This is a repository for the language part-of-speech (POS) tagger I coded that uses Hidden Markov Models. Basically, it takes English text as input and tries to tag each word as a noun, verb, adjective, etc based on the input's sequence. After all, some words may have a different tag based on how it is being used in the sentence. For example, the word "rock" can be either a noun or a verb, as it could refer to a stone or it could refer to the action of moving something from side to side.

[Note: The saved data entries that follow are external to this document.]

PR #1788, opened 2023-01-31
GIX-1187: New Api Service Layer for NNS Neurons

lmuntaner:
# Motivation

We want to reuse certified data instead of doing many update calls to CI.

# Changes

* New entity: Api Service. For now only NnsNeuronsApiService.
* New folder for these entities api-services.
* New api service: NnsNeuronsApiService
* Use new api service in `listNeurons` from neuron services.
* Add temporary `useCache` flag to `listNeurons`. Default to `false`.
* Remove `listNeurons` from initial call in app.services. Instead, added call in Proposals and Neurons pages.

# Tests

PENDING to approve this new pattern.

### DIFF
--- a/frontend/src/lib/api-services/nns-neurons.api-services.ts
+++ b/frontend/src/lib/api-services/nns-neurons.api-services.ts
@@ -1,0 +1,164 @@
+import { queryNeurons, spawnNeuron } from "$lib/api/governance.api";
+import { CACHE_EXPIRATION_SECONDS } from "$lib/constants/api-services.constants";
+import { nowInSeconds } from "$lib/utils/date.utils";
+import { nonNullish } from "$lib/utils/utils";
+import type { Identity } from "@dfinity/agent";
+import type { NeuronId, NeuronInfo } from "@dfinity/nns";
+import type { Principal } from "@dfinity/principal";
+
+type CallParams = {
+  identity: Identity;
+};
+
+type QueryParmas = {
+  certified: boolean;
+} & CallParams;
+
+/**
+ * Caches two types:
+ * - Neurons
+ * - List of neuron ids for a given principal. This is needed to know whether we have ALL neurons for a given principal.
+ */
+type NnsNeuronsCache = {
+  // Store all neurons.
+  neurons: {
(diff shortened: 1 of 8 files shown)


frontend/src/lib/api-services/nns-neurons.api-services.ts
```diff
@@ -0,0 +1,164 @@
...
+} & CallParams;
+
+/**
+ * Caches two types:
+ * - Neurons
+ * - List of neuron ids for a given principal. This is needed to know whether we have ALL neurons for a given principal.
+ */
+type NnsNeuronsCache = {
+  // Store all neurons.
+  neurons: {
```
lmuntaner, line 24: I wanted to avoid storing both certified and uncertified data.

But it seems that I won't be ale to do that.

Otherwise, how do I know that a query after an update should or should not update certified data?

After merging neurons, the query call should substitute the list.

But if a query comes after an update call (for whatever weird reason), it should not change the caching.

I can rely that the cache should always be reset after an action. But it seems dangerous to me to rely on that.

Ideas are welcome.

frontend/src/lib/api-services/nns-neurons.api-services.ts
```diff
@@ -0,0 +1,180 @@
...
+    const neuronIds = this.data.list[principal.toText()];
+    if (
+      neuronIds?.ids !== undefined &&
+      (neuronIds.certified === certified || neuronIds.certified)
+    ) {
+      const neurons = neuronIds.ids
+        .map((neuronId) => this.data.neurons[String(neuronId)])
+        .filter(nonNullish)
+        .filter(({ certified: c }) => c === certified || c)
+        .filter(({ timestampSeconds }) => !this.isExpired(timestampSeconds))
```
mstrasinskis, line 72: clean if isExpired?

lmuntaner: Yes, and leave the ones that have not expired.

lmuntaner:
This was a draft to discuss the approach. Closing...

PR #1789, opened 2023-01-31
Set a default target

bitdivine:
# Motivation
Running `cargo build` by itself yields errors. Specifying the target makes this work.  However giving the target manually every time gets boring.  So set the default target.

Note: For production builds it is probably better to be very explicit about the target, so I have not removed the target specifier there.  This will be useful primarily for developers working on Rust who want to build without creating the final wasm.

# Changes
- Specify a default build target in the cargo config.

# Tests
- [x] Verify that `cargo build` runs without error.
   - Needs `touch assets.tar.xz && cargo build` but then, yes.


mstrasinskis (approved):
Rubber stamp, thanks!

bitdivine:
cargo-tests runs forever.  Is that due to something in this PR?  I see no obvious cluprit.

bitdivine:
Works well locally but this causes lots f recompilation.  What am I missing?  Not a focus for now so closing, maybe to revisit another time.

PR #1791, opened 2023-01-31
Make an nnsdapp entry in dfx.json

bitdivine:
# Motivation
When deploying infrastructure, it's helpful to use the same name for testnets everywhere.  In the ic-repo, where the static testnets are defined, our testnet is called "nnsdapp" so say the snsdemo is deployed to that name.  Alternative names such as staging and testnet can stay but "nnsdapp" is really helpful when deploying the whole stack.

# Changes
- Add nnsdapp to dfx.json

# Tests
- ~will it blend~ will it deploy?


lmuntaner (approved):
🤞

To summarize, it first takes in training data and then uses it to train itself on what to categorize as a part-of-speech. Then, it takes an input of words (could be a sentence, some words, or whatever text that the user provides) and it tags each word as a some kind of part-of-speech based on the input's sequence of words. This is done by calculating tag probabilities based on the original training data and then using those probabilities to determine what tag should be given to the current word that is being tagged based on the sequence of words. Computation of a word's tag is done by computing the probability of the tag sequence that is the most likely to occur, and then reconstructing that sequence from end to beginning by tracing the backpointers that were generated while computing. And if a word that has not been encountered by the tagger shows up in the input, it will be considered an unknown (depicted as <UNK>).
There are two algorithms that the AI tagger uses to compute what a word's tag is. The first algorithm is a similar algorithm to the Forward algorithm while the second algorithm uses the Viterbi algorithm. The Viterbi algorithm tends to yield more accurate results when tagging words.

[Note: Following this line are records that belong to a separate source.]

PR #1792, opened 2023-01-31
feat: ckbtc index and wallet page

peterpeterparker:
# Motivation

wip

# Changes

wip

# Tests

wip

### DIFF
--- a/frontend/src/lib/api/ckbtc-index.api.ts
+++ b/frontend/src/lib/api/ckbtc-index.api.ts
@@ -1,0 +1,56 @@
+import { createAgent } from "$lib/api/agent.api";
+import type {
+  GetTransactionsParams,
+  GetTransactionsResponse,
+} from "$lib/api/icrc-index.api";
+import { getTransactions as getIcrcTransactions } from "$lib/api/icrc-index.api";
+import { CKBTC_INDEX_CANISTER_ID } from "$lib/constants/canister-ids.constants";
+import { HOST } from "$lib/constants/environment.constants";
+import { logWithTimestamp } from "$lib/utils/dev.utils";
+import type { HttpAgent, Identity } from "@dfinity/agent";
+import { IcrcIndexCanister } from "@dfinity/ledger";
+
+export const getCkBTCTransactions = async ({
+  identity,
+  ...rest
+}: Omit<GetTransactionsParams, 'getTransactions'>): Promise<GetTransactionsResponse> => {
+  logWithTimestamp("Getting ckBTC accounts transactions: call...");
+
+  const {
+    canister: { getTransactions },
+  } = await ckBTCCanister({ identity });
+
+  const results = await getIcrcTransactions({
+    identity,
+    ...rest,
+    getTransactions,
+  });
+
+  logWithTimestamp("Getting ckBTC account transactions: done");
+
+  return results;
+};
+
+const ckBTCCanister = async ({
+  identity,
+}: {
+  identity: Identity;
+}): Promise<{
+  canister: IcrcIndexCanister;
+  agent: HttpAgent;
+}> => {
+  const agent = await createAgent({
+    identity,
+    host: HOST,
+  });
+
+  const canister = IcrcIndexCanister.create({
+    agent,
+    canisterId: CKBTC_INDEX_CANISTER_ID,
+  });
+
+  return {
+    canister,
+    agent,
+  };
+};
--- a/frontend/src/lib/api/ckbtc-index.api.ts
+++ b/frontend/src/lib/api/ckbtc-index.api.ts
@@ -13,7 +13,10 @@ import { IcrcIndexCanister } from "@dfinity/ledger";
 export const getCkBTCTransactions = async ({
   identity,
   ...rest
-}: Omit<GetTransactionsParams, 'getTransactions'>): Promise<GetTransactionsResponse> => {
+}: Omit<
+  GetTransactionsParams,
+  "getTransactions"
+>): Promise<GetTransactionsResponse> => {
   logWithTimestamp("Getting ckBTC accounts transactions: call...");
 
   const {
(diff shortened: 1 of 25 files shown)


frontend/src/lib/api/ckbtc-index.api.ts
```diff
@@ -0,0 +1,59 @@
...
+    ...rest,
+    getTransactions,
+  });
+
+  logWithTimestamp("Getting ckBTC account transactions: done");
+
+  return results;
+};
+
+const ckBTCCanister = async ({
```
lmuntaner, line 37: This is more the `ckBTCIndexCanister` right?

But I don't see it being used anywhere, right?

frontend/src/lib/api/ckbtc-index.api.ts
```diff
@@ -0,0 +1,59 @@
...
+  ...rest
+}: Omit<
+  GetTransactionsParams,
+  "getTransactions"
+>): Promise<GetTransactionsResponse> => {
+  logWithTimestamp("Getting ckBTC accounts transactions: call...");
+
+  const {
+    canister: { getTransactions },
+  } = await ckBTCCanister({ identity });
```
lmuntaner, line 24: Is this needed if you use the `getIcrcTransactions`?

frontend/src/lib/api/icrc-index.api.ts
```diff
@@ -0,0 +1,40 @@
...
+  oldestTxId?: bigint;
+}
+
+export const getTransactions = async ({
+  maxResults: max_results,
+  start,
+  account,
+  getTransactions,
+}: GetTransactionsParams): Promise<GetTransactionsResponse> => {
+  const { oldest_tx_id, ...rest } = await getTransactions({
```
lmuntaner, line 30: Is this a function that calls itself?

frontend/src/lib/api/icrc-index.api.ts
```diff
@@ -0,0 +1,40 @@
...
+    params: GetAccountTransactionsParams
+  ) => Promise<IcrcGetTransactions>;
+}
+
+export interface GetTransactionsResponse
+  extends Omit<IcrcGetTransactions, "oldest_tx_id"> {
+  oldestTxId?: bigint;
+}
+
+export const getTransactions = async ({
```
lmuntaner, line 24: Shouldn't this expect a canister id and then create the canister service and call the method to get transactions?

Maybe remove and use it for SNS in another PR?

frontend/src/lib/api/sns-index.api.ts
```diff
@@ -1,46 +1,37 @@
...
-  start,
-  maxResults,
   rootCanisterId,
-}: GetTransactionsParams): Promise<GetTransactionsResponse> => {
+  ...rest
+}: GetSnsTransactionsParams): Promise<GetTransactionsResponse> => {
   logWithTimestamp("Getting sns accounts transactions: call...");
-  const { getTransactions: getTransactionsApi } = await wrapper({
+
+  const { getTransactions } = await wrapper({
```
lmuntaner, line 22: Are you using this `getIcrcTransactions`?

lmuntaner (commented):
A few comments.

Can you check that the SNS wallet loads transactions?

peterpeterparker:
> Can you check that the SNS wallet loads transactions?
I did

frontend/src/lib/api/ckbtc-index.api.ts
peterpeterparker: Sure, renamed

frontend/src/lib/api/ckbtc-index.api.ts
peterpeterparker: Yes because Sns gets the canisters to query through the wrapper

frontend/src/lib/api/icrc-index.api.ts
peterpeterparker: No, it's the function passed as param. Assigned an alternative name to it to make this more obvious.

frontend/src/lib/api/icrc-index.api.ts
peterpeterparker: Ditto, Sns needs wrapper

frontend/src/lib/api/sns-index.api.ts
peterpeterparker: Yes

```
const { getTransactions } = await wrapper({
    identity,
    certified: true,
    rootCanisterId: rootCanisterId.toText(),
  });

  const results = await getIcrcTransactions({ <---- Icrc
    identity,
    ...rest,
    getTransactions, <--- function to call
  });
```

frontend/src/lib/api/icrc-index.api.ts
```diff
@@ -0,0 +1,40 @@
...
+  IcrcGetTransactions,
+} from "@dfinity/ledger";
+import { fromNullable } from "@dfinity/utils";
+
+export interface GetTransactionsParams {
+  identity: Identity;
+  account: IcrcAccount;
+  start?: bigint;
+  maxResults: bigint;
+  getTransactions: (
```
lmuntaner, line 14: I didn't realize it was here, this is how we do it in the `icrc-ledger.api.ts`.

I'm sorry I'm bringing this up now, but why bother even with this `icrc-x.api.ts`? We already share the interface from ledger.js, this extra file seems too much.

But maybe we can refactor once we have everything.

lmuntaner (approved):

frontend/src/lib/api/icrc-index.api.ts
peterpeterparker: The design is required. We can have a call if you wish for explanation.

Long story short:

- we cannot use only `icrc-api` because the Sns are fetched with the wrapper while ckBTC is a single canister
- we need the `icrc-api` because it avoids the duplication of code and logic - e.g. in the particular case of the ledger if avoid to duplicate the mapping of the metadata and balance to accounts

lmuntaner: I see the reason, but something doesn't resonate well with this design. I don't have a better solution for now, so it's ok.

peterpeterparker: Good then. I think this design works well. Thanks for the review.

Additionally, the Large Language Tagger can take txt files as training data with the load_corpus() method, but the methods that take input for tagging, which are most_probable_tags() and viterbi_tags() can only take in lists as input (lists with strings, to be specific).
Overall, this is an AI that can be trained on data and then use that data to determine what the identity of all the individual tokens of its input are, which is quite useful and has parallels to other popular AIs that use LLMs like ChatGPT.